Okay, I grant you some of what you stated...but usually, if the paint used in fill is same as crown paint, it is usually applied during the same pass thru process...a cost savings measure...and really, under normal circumstances, the only area that will "wear" which is what you brought up would be on the sole....that is the only area that would experience wear due to contact...which is why I asked you if you had actual sample cases where you confirmed a one year degradation difference as you stated...stating one year difference in wear is quite a bold statement.
So are you saying the welding process between clones and OEM are dramatically different?

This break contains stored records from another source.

PR #3501, opened 2020-09-02
refactor(cli): cleanup log messages

dwieeb:
TODO

- [x] use logger directly
- [x] replace direct `kleur` usage with more semantically meaningful styles, which should help with consistency in the future
- [x] replace `log()` usage with just `output.write()` where it was printing output to the screen vs logging a message
- [x] make log messages more consistent in terms of capitalization, voice, and style
- [x] fix typos, misspellings, incorrect information


cli/src/ios/update.ts
```diff
@@ -117,9 +118,10 @@ export function generatePodFile(config: Config, plugins: Plugin[]) {
   const capacitoriOSPath = resolveNode(config, '@capacitor/ios');
   if (!capacitoriOSPath) {
     logFatal(
-      `Unable to find node_modules/@capacitor/ios. Are you sure @capacitor/ios is installed? This file is currently required for Capacitor to function.`,
+      `Unable to find ${c.strong(
+        '@capacitor/ios',
+      )} in your project. Is it installed?`,
```
jcesarmobile, line 123: this message is different from the others, all should look the same

jcesarmobile (changes requested):
added two comments

cli/src/android/add.ts
```diff
@@ -20,7 +22,7 @@ export async function addAndroid(config: Config) {
     },
   );
 
-  await runTask(`Syncing Gradle`, async () => {
+  await runTask(`Syncing Gradle with ${c.input('./gradlew')}`, async () => {
```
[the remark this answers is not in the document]
dwieeb: Thanks, updated. 

I think we should show it because we do something similar for iOS (`Updating iOS native dependencies with pod install`), and it aligns with the goal that the Capacitor CLI should be more transparent/informative.

cli/src/android/add.ts
```diff
@@ -22,9 +22,14 @@ export async function addAndroid(config: Config) {
     },
   );
 
-  await runTask(`Syncing Gradle with ${c.input('./gradlew')}`, async () => {
-    return createLocalProperties(config.android.platformDir);
-  });
+  await runTask(
+    `Syncing Gradle with ${c.input(
+      process.platform === 'win32' ? 'gradlew.bat' : './gradlew',
+    )}`,
```
jcesarmobile, line 28: createLocalProperties does more than running gradlew, so if you want to specify what's going on, the new message is still not correct. Anyway, I don't see the point of extending this message and add this complexity to say that it's running gradlew

also, not related to the PR, but it made me realize that we run gradlew in several places, but that won't work on windows

dwieeb: Good point. Maybe "Syncing Gradle" isn't the best message? In any case, I'll revert for now.

> we run gradlew in several places, but that won't work on windows

Yeah, I noticed as well. We also aren't using `cross-spawn` which is necessary once subprocess invocations become more complex.

jcesarmobile (approved):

I will grant you, the difference between plasma welding and standard welding is different....but not just due to strength issues, but also less weight involved which frees up weight to be distributed elsewhere along the head...but trust me, there are many OEMS that have equally good and bad welds as clones...to flat out say clone welds are inherently worse, is irresponsible.
Metals can be subjected to a process of precise heating over specific amounts of time to ordain the FINAL REAL mechanical properties of the metal in the specific part being made. While the science of heat treatment or post-forming treatment is very detailed, in short, the post-forming treatment of the metal is intended to cause the molecular structure of the metal to be changed in specific and predictable ways to achieve a variety of final mechanical and structural properties that may be more desired for the performance of the part.

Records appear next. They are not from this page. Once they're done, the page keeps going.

PR #3516, opened 2020-09-07
so capacitor shows the same launch screen as iOS

jayenashar:
Currently, the Splash Screen plugin uses it's own ViewController that only shows
the background image. A developer may have other items like logos or text on
their LaunchScreen, so it should use the LaunchScreen Storyboard instead of
making its own.

https://github.com/ionic-team/capacitor/issues/1871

For example, depending on the heat treatment followed, the tensile strength of 6-4 Titanium will range from 120,000 psi up to 170,000!! Or as another example, depending on the heat treatment process, 10-2-3 beta Titanium will range in tensile strength from 135,000 psi to 210,000 psi! Most clubmakers assume that 10-2-3 Beta Titanium will always have a much higher strength than 6-4 Titanium. This is not true unless you know the post-forming heat treatment process used. The same is true for all of the Titanium alloys used in the manufacture of wood heads. Therefore, it is IMPOSSIBLE without knowing the heat treatment procedure to know what any mechanical property of any Titanium alloy will be in the end product. As a result, heat treatment or post-forming treatment procedures are a CRITICAL part of the designer's and the foundry's responsibility to ensure the performance of the wood head's parts are properly created.

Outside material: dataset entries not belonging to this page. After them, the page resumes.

PR #3523, opened 2020-09-08
better support for removing delivered notification

jurepurgar:
Currently `removeDeliveredNotifications` uses notification id to remove notification, however by default id is always 0. This adds support for removing notifications by tag which can be send via push. According to discussion in #2266 the current implementation only works by customizing `FirebaseMessagingService`, with this it is possible to use tag to achieve the same result, but without customizing messaging service.


jcesarmobile:
Thanks for the PR but we have moved push notifications plugin to https://github.com/ionic-team/capacitor-plugins, you can send the PR there if you want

Heat Treatment of a Titanium wood head will affect each and every mechanical property in addition to the one example mentioned in the previous paragraph. Because each of the properties plays its own important role in the manufacture and ultimate performance of a Titanium wood head, a high quality head not only requires a good design but excellent control on the processing of the materials used in its creation. This is one reason you can see the price of titanium club heads constructed of the same alloys vary considerably. Heat treating is as much or more important than using a specific titanium alloy.